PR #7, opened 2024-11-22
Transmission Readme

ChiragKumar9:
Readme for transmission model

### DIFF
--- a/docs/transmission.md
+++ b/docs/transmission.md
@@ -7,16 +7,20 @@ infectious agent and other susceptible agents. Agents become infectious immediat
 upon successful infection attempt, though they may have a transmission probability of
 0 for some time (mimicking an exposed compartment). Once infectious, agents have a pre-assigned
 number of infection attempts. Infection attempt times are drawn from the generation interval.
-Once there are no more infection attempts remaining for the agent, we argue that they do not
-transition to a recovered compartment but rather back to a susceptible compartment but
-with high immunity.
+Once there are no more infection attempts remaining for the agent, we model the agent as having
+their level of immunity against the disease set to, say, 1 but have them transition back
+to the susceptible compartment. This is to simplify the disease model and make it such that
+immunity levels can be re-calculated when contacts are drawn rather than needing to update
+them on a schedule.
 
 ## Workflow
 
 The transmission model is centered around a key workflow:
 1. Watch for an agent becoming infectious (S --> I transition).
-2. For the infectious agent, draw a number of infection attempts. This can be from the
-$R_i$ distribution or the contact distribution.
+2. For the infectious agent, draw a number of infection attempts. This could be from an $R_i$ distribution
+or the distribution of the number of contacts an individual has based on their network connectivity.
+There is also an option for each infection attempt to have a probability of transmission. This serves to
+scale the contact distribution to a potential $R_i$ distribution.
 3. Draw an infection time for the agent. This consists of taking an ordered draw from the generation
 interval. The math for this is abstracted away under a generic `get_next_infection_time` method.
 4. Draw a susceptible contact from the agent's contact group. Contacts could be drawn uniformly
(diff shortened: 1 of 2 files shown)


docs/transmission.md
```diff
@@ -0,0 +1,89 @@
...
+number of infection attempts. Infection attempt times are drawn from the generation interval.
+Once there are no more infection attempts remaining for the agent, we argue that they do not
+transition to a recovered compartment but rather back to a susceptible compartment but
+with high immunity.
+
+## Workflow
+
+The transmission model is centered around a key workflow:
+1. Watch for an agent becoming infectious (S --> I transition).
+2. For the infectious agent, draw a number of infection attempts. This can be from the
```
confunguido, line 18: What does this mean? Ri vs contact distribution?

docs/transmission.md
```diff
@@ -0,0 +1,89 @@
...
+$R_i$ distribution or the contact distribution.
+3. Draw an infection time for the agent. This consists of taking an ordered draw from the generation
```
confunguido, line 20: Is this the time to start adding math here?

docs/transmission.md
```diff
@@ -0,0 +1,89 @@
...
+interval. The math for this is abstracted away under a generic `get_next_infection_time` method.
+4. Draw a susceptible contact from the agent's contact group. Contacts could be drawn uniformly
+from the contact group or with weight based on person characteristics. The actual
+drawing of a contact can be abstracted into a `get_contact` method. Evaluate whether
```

━━━━━━

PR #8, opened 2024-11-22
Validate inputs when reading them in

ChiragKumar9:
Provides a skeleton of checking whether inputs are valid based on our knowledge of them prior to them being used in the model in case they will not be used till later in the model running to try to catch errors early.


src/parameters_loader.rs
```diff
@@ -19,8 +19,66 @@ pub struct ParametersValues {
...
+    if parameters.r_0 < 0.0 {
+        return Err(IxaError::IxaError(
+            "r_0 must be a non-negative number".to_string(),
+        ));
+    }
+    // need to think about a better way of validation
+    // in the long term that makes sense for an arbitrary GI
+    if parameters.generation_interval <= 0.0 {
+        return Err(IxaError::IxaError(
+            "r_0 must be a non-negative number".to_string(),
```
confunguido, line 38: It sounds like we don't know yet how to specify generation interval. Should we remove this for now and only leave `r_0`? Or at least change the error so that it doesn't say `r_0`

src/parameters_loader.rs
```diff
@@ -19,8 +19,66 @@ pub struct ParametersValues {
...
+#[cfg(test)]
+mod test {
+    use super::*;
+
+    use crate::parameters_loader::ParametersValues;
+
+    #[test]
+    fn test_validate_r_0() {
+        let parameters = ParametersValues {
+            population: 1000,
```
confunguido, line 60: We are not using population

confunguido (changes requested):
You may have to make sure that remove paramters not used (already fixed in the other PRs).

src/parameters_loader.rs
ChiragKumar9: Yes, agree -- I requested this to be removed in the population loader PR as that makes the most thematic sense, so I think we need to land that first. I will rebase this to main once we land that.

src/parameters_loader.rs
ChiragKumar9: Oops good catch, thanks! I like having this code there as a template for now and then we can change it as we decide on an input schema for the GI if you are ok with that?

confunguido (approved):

━━━━━━

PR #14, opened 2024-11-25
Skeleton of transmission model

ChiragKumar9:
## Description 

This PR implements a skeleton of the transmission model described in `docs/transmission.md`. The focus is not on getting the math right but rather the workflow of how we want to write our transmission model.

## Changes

━━━━━━

Scan the lines above for "their network connectivity." and for "potential $R_i$ distribution.". Repeat exactly the line holding each of them and every line in between.

+or the distribution of the number of contacts an individual has based on their network connectivity.
+There is also an option for each infection attempt to have a probability of transmission. This serves to
+scale the contact distribution to a potential $R_i$ distribution.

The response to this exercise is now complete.